You should always shop for your own financing before you head to the dealer. Maybe you’ll get a better rate; maybe you’ll just get a better idea of what rate you qualify for so you can police the finance manager. It is not uncommon for the dealer to secure financing for you at one APR but offer you a rate one percentage point higher—and then pocket the difference.
Altering the Bill of Sale
Never sign a bill of sale with blanks or terms that are “subject to bank approval” or have similar wording. Some dealerships will let a customer sign such a document and release the new car to its happy owner, only to call the buyer back a few days later to say that the loan fell through and they need to come back in to sign some new paperwork, which just happens to cost the buyer more than the negotiated price. Never drive your car off a lot until all the paperwork is filled out completely.
The following four are the most underhanded and childish dealer tricks. Fortunately, they don’t happen very often anymore. But if a dealer pulls any of these stunts on you, they don’t deserve your business. Walk away.
Ransoming Your Check
The sales manager gets cast as the villain in a good cop/bad cop routine some salesmen play with buyers. You’ll negotiate a price, and the salesman will leave to get approval from his sales manager, painting the salesman as your ally and the manager as a common enemy.
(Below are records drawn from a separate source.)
PR #2387, opened 2017-11-13
JsonConverter - Do not include static properties by default

snakefoot:
Only include instance properties by default.


304NotModified:
👍 great improvement!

Be wary if the salesman asks for a check to prove to the manager you are serious. Sometimes, your offer will be rejected, but your check won’t be returned right away—it’s been “misplaced” or some similar nonsense. Now they’ve got your money, and you feel pressured to concede to their terms. Remember that you can always walk away and cancel the check later.
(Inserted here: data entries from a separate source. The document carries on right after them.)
PR #2389, opened 2017-11-14
Fixed Sonar Lint code analysis warnings

snakefoot:
And cleaned up PropertyHelper.TryImplicitConversion (Turned ugly with NetStandard1.5)

### DIFF
--- a/src/NLog/NestedDiagnosticsContext.cs
+++ b/src/NLog/NestedDiagnosticsContext.cs
@@ -37,7 +37,7 @@ namespace NLog
     using System.Collections.Generic;
     using System.Linq;
 
-    using Internal;
+    using NLog.Internal;
 
     /// <summary>
     /// Nested Diagnostics Context - a thread-local structure that keeps a stack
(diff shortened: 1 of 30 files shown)


src/NLog/NestedDiagnosticsContext.cs
```diff
@@ -162,8 +162,8 @@ public static object[] GetAllObjects()
         /// </summary>
         private class StackPopper : IDisposable
         {
-            private Stack<object> _stack;
-            private int _previousCount;
+            private readonly Stack<object> _stack;
+            private readonly int _previousCount;
```
304NotModified: note that `readonly` could influence runtime performance (badly)

snakefoot: Only heard that it affect performance for fields in struct, where it will cause the entire struct to be copied on field access. Do you have some details about this other readonly pitfall?

304NotModified: this one, but that's indeed structs 

https://codeblog.jonskeet.uk/2014/07/16/micro-optimization-the-surprising-inefficiency-of-readonly-fields/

While it’s a good idea to bring a friend or family member shopping with you—someone else to watch the deal, question the terms, and help keep your emotions in check—this opens additional avenues for nefarious dealers to use the wingman against the buyer. When the salesman leaves the cube, people drop their guard and feel comfortable discussing the aspects of the deal they wouldn’t mention in front of the salesman. With just a couple subtle pokes at their phones, salespeople can leave the intercom open with the sales manager’s office, where they will go not to seek approval on your terms, but to eavesdrop on your conversation, harvesting information to use against the customer. There are even stories of salespeople hiding baby monitors in their offices. When the salesman leaves to talk to the sales manager, that’s your cue to leave and get a cup of coffee.
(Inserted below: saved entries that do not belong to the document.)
Issue #2147, opened 2017-06-03
Change defaults of NLogViewer target


304NotModified:
See https://github.com/NLog/NLog/issues/2145

Change defaults to
- `keepConnection="false" onConnectionOverflow="Block" maxConnections="100"`

stil:
While it works indeed with 100 connections, I think the limit of connections is imposed by `log4view` implementation. So other logging software could have the limit much lower, for example 50 connections or even higher, at 999 connections. Operating system can have even 2^16 = 64K open TCP connections at the moment.

I'd suggest to set default `maxConnections` limit much lower, for example at 16.

304NotModified:
Good one. But don't you think this will be a too big change in defaults then?

stil:
I don't think unlimited connections were good idea at any time. Also, are we changing defaults for both Network target and NLogViewer target or just NLogViewer?

304NotModified:
only NLogViewer target.

304NotModified:
so this is the proposal:
    
    keepConnection="false" onConnectionOverflow="Block" maxConnections="16"

I think this is suitable for the next minor release (4.5)

PR #2404, opened 2017-11-18
Updated NLog viewer target defaults

304NotModified:
moved to defaults which works better out-of-the-box

fixes https://github.com/NLog/NLog/issues/2147

### DIFF
--- a/src/NLog/Targets/NLogViewerTarget.cs
+++ b/src/NLog/Targets/NLogViewerTarget.cs
@@ -79,6 +79,8 @@ namespace NLog.Targets
         {
             Parameters = new List<NLogViewerParameterInfo>();
             Renderer.Parameters = Parameters;
+            OnConnectionOverflow = NetworkTargetConnectionsOverflowAction.Block;
+            MaxConnections = 16;
             NewLine = false;
         }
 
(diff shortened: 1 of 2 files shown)


snakefoot:
@304NotModified Updated documentation https://github.com/NLog/NLog/wiki/NLogViewer-target

snakefoot:
@304NotModified Are you not missing `keepConnection="false"` ? `OnConnectionOverflow` has no effect when `keepConnection="true"` (current default)

304NotModified:
Think you're right, altough the defaults are now better when disabling keepConnection

snakefoot:
Think a much better default for the NLogViewerTarget is to set the following:

`NewLine = true;`

The following config works without loosing any messages in Log4View, running at full speed:

`<target name="log4view" xsi:type="NLogViewer" address="tcp://127.0.0.1:878" NewLine="true" />`

Can see `keepConnection="false"` will cause lots of allocations, so it is a good idea not to enable it.

304NotModified:
That's also fine to me. Goal is to improve the default behavior of the target :)

snakefoot:
@304NotModified Looks like it is just the Log4View-application that is very sensitive. Other applications (Ex. log2console) does not require NewLine=true to work.

304NotModified:
I think you're right. So what should be done, revert this change? Imo unlimited max connections is a bit tricky.

snakefoot:
This change has no effect, besides adding a little confusion by adding settings that are not used.


Sent from my Samsung device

Lying About Your Credit Score
In addition to shopping around for financing, you should take a look at your credit report and strongly consider spending the few bucks to learn your credit score before you go to a dealership. Many of the best offers to be had on new cars are contingent on the buyer having qualifying credit, and dealers occasionally have been known to lie to customers about their credit scores and the financing for which they qualify.
Misplacing Trade-In Keys
If you are thinking of trading in your old car when you buy a new one, someone may borrow your keys to evaluate your ride. If negotiations stall and you try to leave, you might find that they’ve been “misplaced” in order to prevent you from leaving and entice you to make a deal you aren’t comfortable with. If you bring two sets of keys with you, this won’t be a problem.